Hier beschreiben wir ein Verfahren zur Montage Zebrafischembryonen für langfristige Bildgebung, Zwei-Photonen-Imaging-und Gewebe-Schaden Techniken und Zeitraffer-konfokale Bildgebung.
Zebrafische sind seit langem verwendet, um die zellulären und molekularen Mechanismen der Entwicklung von Zeitraffer-Bildgebung des lebendigen transparent Embryo zu studieren. Hier beschreiben wir eine Methode zur Zebrafisch-Embryos für die langfristige Bildgebung montieren und zu demonstrieren, wie die Erfassung von Zeitraffer-Aufnahmen mit einem konfokalen Mikroskop zu automatisieren. Wir beschreiben eine Methode, um den kontrollierten, präzisen Schäden an einzelnen Zweigen der peripheren sensorischen Axone im Zebrafisch mit dem Schwerpunkt Kraft eines Femtosekunden-Laser auf einem Zwei-Photonen-Mikroskop montiert erstellen. Die Parameter für eine erfolgreiche Zwei-Photonen-Axotomie muss für jedes Mikroskop optimiert werden.
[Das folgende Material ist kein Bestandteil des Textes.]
PR #9413, opened 2021-07-04
Codechange: Introduce and use ChunkHandler sub-classes

glx22:
## Motivation / Problem
`ChunkHandler` uses pointers to functions to determine what to do on saving, loading, load checking, pointer fixing.
That's a legacy of its C origin.

## Description
Move `ChunkHandler` to C++ world, and benefit from inheritance.

Diff is easier to read with "Hide whitespace changes" enabled.

## Checklist for review

### DIFF
--- a/src/saveload/airport_sl.cpp
+++ b/src/saveload/airport_sl.cpp
@@ -14,28 +14,36 @@
 
 #include "../safeguards.h"
 
-static void Save_APID()
-{
-	Save_NewGRFMapping(_airport_mngr);
-}
+struct APIDChunkHandler : ChunkHandler {
+	APIDChunkHandler() : ChunkHandler('APID', CH_TABLE) {}
 
-static void Load_APID()
-{
-	Load_NewGRFMapping(_airport_mngr);
-}
+	void Save() const override
+	{
+		Save_NewGRFMapping(_airport_mngr);
+	}
 
-static void Save_ATID()
-{
-	Save_NewGRFMapping(_airporttile_mngr);
-}
+	void Load() const override
+	{
+		Load_NewGRFMapping(_airport_mngr);
+	}
+};
 
-static void Load_ATID()
-{
-	Load_NewGRFMapping(_airporttile_mngr);
-}
+struct ATIDChunkHandler : ChunkHandler {
+	ATIDChunkHandler() : ChunkHandler('ATID', CH_TABLE) {}
 
-static const ChunkHandler ATID{ 'ATID', Save_ATID, Load_ATID, nullptr, nullptr, CH_TABLE };
-static const ChunkHandler APID{ 'APID', Save_APID, Load_APID, nullptr, nullptr, CH_TABLE };
+	void Save() const override
+	{
+		Save_NewGRFMapping(_airporttile_mngr);
+	}
+
+	void Load() const override
+	{
+		Load_NewGRFMapping(_airporttile_mngr);
+	}
+};
+
+static const ATIDChunkHandler ATID;
+static const APIDChunkHandler APID;
 static const ChunkHandlerRef airport_chunk_handlers[] = {
 	ATID,
 	APID,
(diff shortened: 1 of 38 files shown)


src/saveload/airport_sl.cpp
```diff
@@ -14,29 +14,39 @@
...
-
-static const ChunkHandler airport_chunk_handlers[] = {
-	{ 'ATID', Save_ATID, Load_ATID, nullptr, nullptr, CH_TABLE },
-	{ 'APID', Save_APID, Load_APID, nullptr, nullptr, CH_TABLE },
+struct APIDChunkHandler : ChunkHandler {
+	APIDChunkHandler() : ChunkHandler('APID', CH_TABLE) {}
+
+	void Save() const override
+	{
+		Save_NewGRFMapping(_airport_mngr);
```
rubidium42: Might not be really in scope here, but all these NewGRF mappings are essentially the same except for the ID and the reference table. May it be useful to just have one NewGRFMappingChunkHandler with chunk ID and a reference to the table?

src/saveload/economy_sl.cpp
```diff
@@ -76,41 +88,49 @@ static const SaveLoad _cargopayment_desc[] = {
...
 
+static const CAPYChunkHandler CAPY;
+static const PRICChunkHandler PRIC;
+static const CAPRChunkHandler CAPR;
+static const ECMYChunkHandler ECMY;
+static const ChunkHandlerRef economy_chunk_handlers[] = {
+	CAPY,
+	PRIC,
+	CAPR,
+	ECMY,
```
rubidium42: Stray newline?

src/saveload/saveload.h
```diff
@@ -401,15 +400,23 @@ enum ChunkType {
...
-	ChunkSaveLoadProc *load_check_proc; ///< Load procedure for game preview.
 	ChunkType type;                     ///< Type of the chunk. @see ChunkType
+
+	ChunkHandler(uint32 id, ChunkType type) : id(id), type(type) {}
+
+	virtual ~ChunkHandler() {}
+
+	virtual void Save() const { NOT_REACHED(); }
+	virtual void Load() const = 0;
+	virtual void FixPointers() const {}
```
rubidium42, line 428: Save and Load are pretty self-explanatory, though maybe it is worth to explain in some documentation what FixPointers and LoadCheck are doing, and especially when they should be implemented and when implementing them is a waste of effort.
For Save it might be useful to mention that if the chunk is only needed for loading old savegames and it should not be added to the savegame, then it can be left unimplemented but CH_READONLY must be set as chunk type.

src/saveload/airport_sl.cpp
glx22: Ah yes, that's one of the thing this PR allows.

src/saveload/economy_sl.cpp
glx22: Oups, somehow a conflict fixing failure :)

src/saveload/saveload.h
glx22: Based on the old `load_check_proc` comment, maybe `LoadCheck()` should be renamed to `LoadPreview()`.

rubidium42: I would leave it as `LoadCheck()` for now. Otherwise you would need to rename everything related to it as well, so something for a future PR.

src/saveload/saveload.h
```diff
@@ -401,15 +400,45 @@ enum ChunkType {
...
+	/**
+	 * Load the chunk.
+	 * Must be overriden.
+	 */
+	virtual void Load() const = 0;
+
+	/**
+	 * Fix the pointers.
+	 * Pointers are saved using the index of the pointed object.
+	 * On load, pointers are filled with indices and need to be fixed to point the the real object.
```
rubidium42: `the the` -> `to the` on this line.
`overriden` -> `overridden` in all these functions.

rubidium42 (dismissed):

rubidium42 (approved):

Wir werden Zwei-Photonen-Axotomie sowohl auf custom built Zwei-Photonen-Mikroskop und einem Zeiss 510 konfokalen / Zwei-Photonen auf zwei Beispiele geben zu demonstrieren.
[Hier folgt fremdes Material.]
PR #9833, opened 2022-03-11
Feature: Allow disabling local authority control of company actions

2TallTyler:
## Motivation / Problem

Local authorities are a feature that are unpopular with some players, mostly due to their sensitivity to tree removal. Several Game Scripts effectively disable this feature by forcibly setting each company's rating to "Outstanding" on a regular basis. It would be better to have a way to fix this frustration within the game.

## Description

~~I added a new `Unrestricted` option in the existing `Town council's attitude towards area restructuring` setting.~~

Per @nielsmh's suggestion, I changed "Permissive" to "Lenient" and added a new "Permissive" option.

When chosen, the company's rating still changes with their actions, but the checks for a minimum rating to do certain actions are bypassed, either by requiring the minimum possible rating or ignoring the check entirely. This includes:
- Bulldozing roads
- Bulldozing houses
- Converting a NRT road to a different type
- Building a station
- Building more than 2 airports, if noise control is off*

*Note: If noise levels are on, they work as normal with new values half as restrictive as the "Lenient" attitude.

## Limitations

The values in the new "Permissive" airport noise setting are invented and not balanced for anything. I suspect few would play with both disabled local authority control and noise limits active, but I didn't want to silently bypass the separate noise level feature.

## Checklist for review

### DIFF
--- a/src/table/settings/economy_settings.ini
+++ b/src/table/settings/economy_settings.ini
@@ -284,6 +284,14 @@ min      = 800
 max      = 65535
 cat      = SC_EXPERT
 
+[SDT_VAR]
+var      = economy.town_noise_population[3]
+type     = SLE_UINT16
+def      = 400
+min      = 100
+max      = 65535
+cat      = SC_EXPERT
+
 [SDT_BOOL]
 var      = economy.infrastructure_maintenance
 from     = SLV_166
--- a/src/town_cmd.cpp
+++ b/src/town_cmd.cpp
@@ -675,7 +675,8 @@ static CommandCost ClearTile_Town(TileIndex tile, DoCommandFlag flags)
 	Town *t = Town::GetByTile(tile);
 
 	if (Company::IsValidID(_current_company)) {
-		if (rating > t->ratings[_current_company] && !(flags & DC_NO_TEST_TOWN_RATING) && !_cheats.magic_bulldozer.value) {
+		if (rating > t->ratings[_current_company] && !(flags & DC_NO_TEST_TOWN_RATING) &&
+				!_cheats.magic_bulldozer.value && _settings_game.difficulty.town_council_tolerance != TOWN_COUNCIL_PERMISSIVE) {
 			SetDParam(0, t->index);
 			return_cmd_error(STR_ERROR_LOCAL_AUTHORITY_REFUSES_TO_ALLOW_THIS);
 		}
@@ -3527,6 +3528,9 @@ static void UpdateTownUnwanted(Town *t)
  */
 CommandCost CheckIfAuthorityAllowsNewStation(TileIndex tile, DoCommandFlag flags)
 {
+	/* The required rating is hardcoded to RATING_VERYPOOR (see below), not the authority attitude setting, so we can bail out like this. */
+	if (_settings_game.difficulty.town_council_tolerance == TOWN_COUNCIL_PERMISSIVE) return CommandCost();
+
 	if (!Company::IsValidID(_current_company) || (flags & DC_NO_TEST_TOWN_RATING)) return CommandCost();
 
 	Town *t = ClosestTownFromTile(tile, _settings_game.economy.dist_local_authority);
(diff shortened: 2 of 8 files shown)


src/table/settings/economy_settings.ini
```diff
@@ -284,6 +284,14 @@ min      = 800
...
 cat      = SC_EXPERT
 
+[SDT_VAR]
+var      = economy.town_noise_population[3]
+type     = SLE_UINT16
+def      = 400
+min      = 100
+max      = 65535
+cat      = SC_EXPERT
+
```
stormcone, line 294: Is this setting required? I think this is a leftover from somewhere else.

2TallTyler: Yes, it's used here: https://github.com/OpenTTD/OpenTTD/blob/master/src/town.h#L122

src/town_cmd.cpp
```diff
@@ -675,9 +675,10 @@ static CommandCost ClearTile_Town(TileIndex tile, DoCommandFlag flags)
 	Town *t = Town::GetByTile(tile);
 
 	if (Company::IsValidID(_current_company)) {
-		if (rating > t->ratings[_current_company] && !(flags & DC_NO_TEST_TOWN_RATING) && !_cheats.magic_bulldozer.value) {
-			SetDParam(0, t->index);
-			return_cmd_error(STR_ERROR_LOCAL_AUTHORITY_REFUSES_TO_ALLOW_THIS);
+		if (rating > t->ratings[_current_company] && !(flags & DC_NO_TEST_TOWN_RATING) &&
+			!_cheats.magic_bulldozer.value && _settings_game.difficulty.town_council_tolerance != TOWN_COUNCIL_UNRESTRICTED) {
+				SetDParam(0, t->index);
+				return_cmd_error(STR_ERROR_LOCAL_AUTHORITY_REFUSES_TO_ALLOW_THIS);
```
michicc: Existing code seems to mostly invert the indentation here, i.e. indent lines of multi-line ifs twice while keeping the statements inside the if at one indent.

Moth-Tolias:
could the root issue not be resolved by reducing sensitivity to tree removal?

2TallTyler:
That's a legacy and game balance feature that can't really be changed without adding another setting, since this existing one doesn't touch penalties.

nielsmh:
I don't like the term "unrestricted" a whole lot in this use. The setting can end up reading as "the attitude level is unrestricted" which can mean that there is no upper and no lower bound to how happy/angry they can get.

I'd rather rename the current "Permissive" setting to "Lenient", and then make "Permissive" the name of the new value.

2TallTyler:
Thanks, I've done that. The new setting is unfortunately at the bottom of the option list to avoid breaking savegames by changing the value of each option. Is there a way to fix this?

Also, I've added a commit which improves the setting name and helptext. In-game, the local authority is always called that, not "town council," so searching for "local authority" needs to find the setting.

michicc (approved):

2TallTyler:
@nielsmh Thoughts on "Indifferent" instead of repurposing "Permissive"?

nielsmh:
Yeah that might actually be a better term all in all, at least for explaining the purpose. "They don't care what you do."
Although the company rating still changes, they have an opinion of you, they just don't act on it.

How about "Disabled"? The town local authority's powers over you are.

2TallTyler:
I thought about "Disabled" when I first started this PR but it almost sounds like a slur against the local authority, like we're calling them "disabled". I think I prefer "Indifferent" despite how the town's opinion still changes. "Disabled" has the same problem.

LC-Zorg:
So this setting will practically act like a magic bulldozer? Ok, but this means that nothing will change in online gaming and local authorities will be just the same annoying. The truth is, what is by far the most annoying thing about local authorities is their oversensitivity to tree removal, as Moth-Tolias said. I wouldn't call it a legacy or a balance worth it to be preserved. If you look closely, removing just 21 tree tiles, even accidentally, prevents the player from operating near the city. This means that later in the game, any track or road construction prevents the player from building a station. In order to be able to do so, he has to perform the sick ritual of cutting and planting trees. Ugh ... For me such a balance is not any balance, it's just a bug.

Sorry, but I don't like this change. It is not just about skipping online games, but most of all about the way it changes the player's abilities. Such a change will only worsen understanding of the game. Players were used to what each rating meant. If a player saw that he had a bad rating, he knew what to expect. Now, for each setting, responses and constraints will be different. The words for each setting will have a different meaning. In my opinion, this is not the right way. The changes should concern the impact they have on the assessment of individual activities. Whereas, a ... bad assessment should remain bad.

2TallTyler:
No, it's not like Magic Bulldozer. It completely removes any power from the local authority to control your actions, including building stations and upgrading roads. 

Changing the balance and behavior of trees is an invitation for endless arguments here and angry threads on TT-Forums. I think disabling the local authorities mechanic entirely is a much easier solution. If you have a concrete proposal for how to rebalance tree removal, I think it would be worth a separate discussion thread.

Zebrafisch Trigeminus sensorischen Neuronen können in einer transgenen Linie, die GFP durch ein sensorisches Neuron spezifischen Promotor 1 angetrieben visualisiert werden. Wir haben diese Zebrafisch Trigeminus-Modell angepasst, um direkt zu beobachten sensorischen Axonregeneration in lebenden Zebrafisch-Embryonen. Die Embryonen werden betäubt mit Tricaine positioniert und in einem Tropfen Agarose als sie erstarrt. Immobilisierte Embryonen werden in einem bildgebenden Kammer mit Phenylthioharnstoff (PTU) Ringers gefüllt versiegelt. Wir haben festgestellt, dass Embryonen kontinuierlich in diesen Kammern werden für 12-48 Stunden abgebildet. Ein einziger konfokalen Bild wird dann erfasst, um die gewünschte Stelle des Axotomie bestimmen. Die Region von Interesse ist auf der Zwei-Photonen-Mikroskop durch die Abbildung der sensorischen Axone bei niedrigen, nicht-schädliche Macht entfernt. Nach dem Zoomen in die gewünschte Stelle des Axotomie, wird die Leistung erhöht und einen einzigen Scan des definierten Bereichs ist ausreichend, um das Axon zu durchtrennen. Mehrere Lage Zeitraffer-Imaging wird dann auf einem konfokalen Mikroskop direkt beobachten axonalen Erholung von Verletzungen gesetzt.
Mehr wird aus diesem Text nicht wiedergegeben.